- _Exercise objective_: Which of the lines in the records below hold the string "Sniper"? Copy every one of them.

(Stored items)
= Beginning of Section =

PR #2079, opened 2026-08-28
feat(equipment): scope equipment lists by fighter specialisation

joeseos:
A fighter's specialisation follows the fighter; the equipment list follows the fighter type. The N26 promotion paths decouple them, so a Van Saar Tek Sniper promoted to Prime loses Long las and Refraction cloak -- and since neither has an equipment_availability nor a trading_post_equipment row, they become unreachable through the Equipment List and the Trading Post alike.

No fighter_type-based fix can express this: a promoted Prime is type=Prime, subtypes=[Leader, Specialist], specialisation=Sniper -- a combination no fighter_types row has or ever will.

fighter_type_equipment gains fighter_specialisation_id, joining the gang_variant_id and fighter_subtype scopes added by 20260822120000. A row either names a fighter type, or names none and relies on scope alone.

- Migration (DDL only): the column, the scope key rebuilt to include it, a CHECK that a row names at least one identity or scope column, and removal of one pre-existing all-NULL-scope row that would otherwise grant to every fighter once type-less rows are legal. The 14 live rows are re-authored by an admin.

= End of Section =

- _Answer space_:
A fighter's specialisation follows the fighter; the equipment list follows the fighter type. The N26 promotion paths decouple them, so a Van Saar Tek Sniper promoted to Prime loses Long las and Refraction cloak -- and since neither has an equipment_availability nor a trading_post_equipment row, they become unreachable through the Equipment List and the Trading Post alike.
No fighter_type-based fix can express this: a promoted Prime is type=Prime, subtypes=[Leader, Specialist], specialisation=Sniper -- a combination no fighter_types row has or ever will.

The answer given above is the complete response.